Material for this task:
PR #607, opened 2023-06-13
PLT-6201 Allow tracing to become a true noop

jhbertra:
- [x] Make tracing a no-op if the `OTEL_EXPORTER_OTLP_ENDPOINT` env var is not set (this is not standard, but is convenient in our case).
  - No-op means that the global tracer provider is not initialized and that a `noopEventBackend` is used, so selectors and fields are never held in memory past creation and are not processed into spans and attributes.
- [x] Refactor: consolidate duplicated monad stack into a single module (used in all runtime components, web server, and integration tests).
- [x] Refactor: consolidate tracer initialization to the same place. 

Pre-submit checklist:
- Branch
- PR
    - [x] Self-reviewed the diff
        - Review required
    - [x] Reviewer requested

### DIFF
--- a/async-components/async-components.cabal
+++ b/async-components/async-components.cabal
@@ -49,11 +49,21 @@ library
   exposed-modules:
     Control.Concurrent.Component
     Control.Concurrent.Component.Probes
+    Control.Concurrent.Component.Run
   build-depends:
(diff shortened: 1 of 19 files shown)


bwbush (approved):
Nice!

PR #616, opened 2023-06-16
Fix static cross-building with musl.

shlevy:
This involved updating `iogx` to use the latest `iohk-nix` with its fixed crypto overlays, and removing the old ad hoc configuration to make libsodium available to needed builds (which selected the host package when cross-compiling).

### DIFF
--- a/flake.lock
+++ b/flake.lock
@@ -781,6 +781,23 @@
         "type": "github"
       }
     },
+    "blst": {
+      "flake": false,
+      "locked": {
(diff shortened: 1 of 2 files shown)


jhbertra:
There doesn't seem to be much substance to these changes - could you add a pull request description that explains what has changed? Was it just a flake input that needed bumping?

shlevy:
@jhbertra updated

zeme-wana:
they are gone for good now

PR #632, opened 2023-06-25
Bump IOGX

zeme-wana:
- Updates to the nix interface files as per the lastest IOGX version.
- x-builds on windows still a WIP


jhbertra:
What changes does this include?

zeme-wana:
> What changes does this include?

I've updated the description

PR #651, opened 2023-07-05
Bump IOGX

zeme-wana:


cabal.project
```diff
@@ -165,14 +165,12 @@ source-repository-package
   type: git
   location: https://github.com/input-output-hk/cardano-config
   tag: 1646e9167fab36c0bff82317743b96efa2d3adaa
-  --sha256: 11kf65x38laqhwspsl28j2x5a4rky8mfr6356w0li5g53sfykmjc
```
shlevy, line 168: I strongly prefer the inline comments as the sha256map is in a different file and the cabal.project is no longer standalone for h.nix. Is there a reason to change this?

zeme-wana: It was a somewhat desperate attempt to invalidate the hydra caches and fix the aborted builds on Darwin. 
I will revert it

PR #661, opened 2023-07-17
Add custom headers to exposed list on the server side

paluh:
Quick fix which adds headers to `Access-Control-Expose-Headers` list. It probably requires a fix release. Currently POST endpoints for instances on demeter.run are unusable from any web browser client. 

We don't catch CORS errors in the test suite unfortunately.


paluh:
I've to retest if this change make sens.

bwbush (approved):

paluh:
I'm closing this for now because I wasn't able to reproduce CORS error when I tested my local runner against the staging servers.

---

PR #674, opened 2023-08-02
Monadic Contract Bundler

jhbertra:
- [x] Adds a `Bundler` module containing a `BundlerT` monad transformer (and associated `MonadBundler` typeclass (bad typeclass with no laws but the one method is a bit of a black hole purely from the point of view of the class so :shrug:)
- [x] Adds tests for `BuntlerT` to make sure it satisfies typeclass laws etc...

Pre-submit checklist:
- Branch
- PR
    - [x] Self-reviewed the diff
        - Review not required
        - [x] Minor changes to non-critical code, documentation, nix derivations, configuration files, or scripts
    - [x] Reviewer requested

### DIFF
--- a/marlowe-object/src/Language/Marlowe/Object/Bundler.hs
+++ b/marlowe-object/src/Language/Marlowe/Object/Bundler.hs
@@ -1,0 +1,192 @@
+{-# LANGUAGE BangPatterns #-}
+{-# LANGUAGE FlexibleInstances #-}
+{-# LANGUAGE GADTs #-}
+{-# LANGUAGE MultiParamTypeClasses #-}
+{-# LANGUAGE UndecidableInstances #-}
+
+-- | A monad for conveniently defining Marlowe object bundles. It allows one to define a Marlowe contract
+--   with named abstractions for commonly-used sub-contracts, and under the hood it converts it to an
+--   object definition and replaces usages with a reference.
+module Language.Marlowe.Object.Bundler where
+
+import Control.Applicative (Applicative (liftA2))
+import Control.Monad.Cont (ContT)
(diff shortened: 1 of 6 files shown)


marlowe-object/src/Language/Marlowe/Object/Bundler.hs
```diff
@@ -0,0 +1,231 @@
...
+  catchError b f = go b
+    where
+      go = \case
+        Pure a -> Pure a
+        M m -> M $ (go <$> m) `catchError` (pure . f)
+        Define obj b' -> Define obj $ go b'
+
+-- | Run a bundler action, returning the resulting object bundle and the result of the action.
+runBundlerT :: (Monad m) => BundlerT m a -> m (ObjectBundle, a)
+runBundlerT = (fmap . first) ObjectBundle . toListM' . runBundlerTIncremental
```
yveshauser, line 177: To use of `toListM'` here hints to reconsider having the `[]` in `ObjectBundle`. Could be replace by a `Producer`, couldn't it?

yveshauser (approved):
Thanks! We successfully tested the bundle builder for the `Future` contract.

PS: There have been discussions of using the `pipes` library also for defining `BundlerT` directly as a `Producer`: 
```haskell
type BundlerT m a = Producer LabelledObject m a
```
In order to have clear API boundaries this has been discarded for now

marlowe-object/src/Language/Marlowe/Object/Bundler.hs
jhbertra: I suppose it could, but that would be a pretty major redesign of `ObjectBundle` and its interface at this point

---

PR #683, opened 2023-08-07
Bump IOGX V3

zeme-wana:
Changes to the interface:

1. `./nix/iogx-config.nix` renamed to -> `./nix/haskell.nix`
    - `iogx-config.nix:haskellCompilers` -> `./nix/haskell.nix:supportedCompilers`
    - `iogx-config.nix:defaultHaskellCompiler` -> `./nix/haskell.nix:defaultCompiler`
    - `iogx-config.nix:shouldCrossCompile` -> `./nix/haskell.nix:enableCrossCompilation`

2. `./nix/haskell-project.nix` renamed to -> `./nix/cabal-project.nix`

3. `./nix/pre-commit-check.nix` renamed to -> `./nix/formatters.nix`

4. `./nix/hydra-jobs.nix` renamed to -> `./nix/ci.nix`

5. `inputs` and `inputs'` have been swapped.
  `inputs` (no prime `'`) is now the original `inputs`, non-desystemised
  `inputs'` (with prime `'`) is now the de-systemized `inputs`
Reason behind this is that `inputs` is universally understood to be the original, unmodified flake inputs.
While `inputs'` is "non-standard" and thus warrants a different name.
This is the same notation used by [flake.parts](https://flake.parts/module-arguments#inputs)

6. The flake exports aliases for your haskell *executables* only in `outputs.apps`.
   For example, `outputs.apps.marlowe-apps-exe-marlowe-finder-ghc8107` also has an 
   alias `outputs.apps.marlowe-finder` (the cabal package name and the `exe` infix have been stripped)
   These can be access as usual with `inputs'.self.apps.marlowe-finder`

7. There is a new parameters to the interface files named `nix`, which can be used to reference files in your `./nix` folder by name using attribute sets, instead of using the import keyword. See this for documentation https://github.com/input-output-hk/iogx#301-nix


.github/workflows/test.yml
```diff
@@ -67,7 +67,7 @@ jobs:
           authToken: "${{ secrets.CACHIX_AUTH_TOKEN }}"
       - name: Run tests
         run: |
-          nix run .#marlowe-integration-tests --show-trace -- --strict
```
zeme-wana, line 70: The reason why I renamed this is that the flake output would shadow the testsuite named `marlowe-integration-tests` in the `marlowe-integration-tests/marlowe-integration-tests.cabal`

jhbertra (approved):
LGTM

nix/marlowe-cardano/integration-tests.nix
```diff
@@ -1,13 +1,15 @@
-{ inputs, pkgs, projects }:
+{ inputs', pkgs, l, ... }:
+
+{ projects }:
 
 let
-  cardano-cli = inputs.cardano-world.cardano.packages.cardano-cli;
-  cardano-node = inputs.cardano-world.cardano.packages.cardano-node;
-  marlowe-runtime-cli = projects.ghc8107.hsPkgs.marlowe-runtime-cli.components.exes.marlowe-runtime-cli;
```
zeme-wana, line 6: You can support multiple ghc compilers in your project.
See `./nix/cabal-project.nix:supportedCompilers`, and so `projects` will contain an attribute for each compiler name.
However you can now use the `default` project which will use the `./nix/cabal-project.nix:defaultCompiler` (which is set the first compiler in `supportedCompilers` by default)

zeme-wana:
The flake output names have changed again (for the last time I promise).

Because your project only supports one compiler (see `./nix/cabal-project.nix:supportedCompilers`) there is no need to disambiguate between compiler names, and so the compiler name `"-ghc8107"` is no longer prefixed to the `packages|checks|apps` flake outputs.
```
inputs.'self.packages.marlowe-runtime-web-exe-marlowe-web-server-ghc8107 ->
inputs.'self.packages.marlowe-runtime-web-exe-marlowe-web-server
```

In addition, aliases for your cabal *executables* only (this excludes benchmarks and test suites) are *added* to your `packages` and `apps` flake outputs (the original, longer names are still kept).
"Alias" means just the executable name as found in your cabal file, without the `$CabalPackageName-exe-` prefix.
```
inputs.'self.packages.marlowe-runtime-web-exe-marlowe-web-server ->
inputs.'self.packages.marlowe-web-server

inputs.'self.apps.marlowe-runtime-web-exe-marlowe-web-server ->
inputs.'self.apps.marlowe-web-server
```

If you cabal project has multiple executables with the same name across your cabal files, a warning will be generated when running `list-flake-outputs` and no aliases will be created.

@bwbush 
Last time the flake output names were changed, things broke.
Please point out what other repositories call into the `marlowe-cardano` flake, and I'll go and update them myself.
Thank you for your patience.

Exercise details: The lines above may hold the string "finder". Say how many do, and give only that number.

Response to the exercise: 3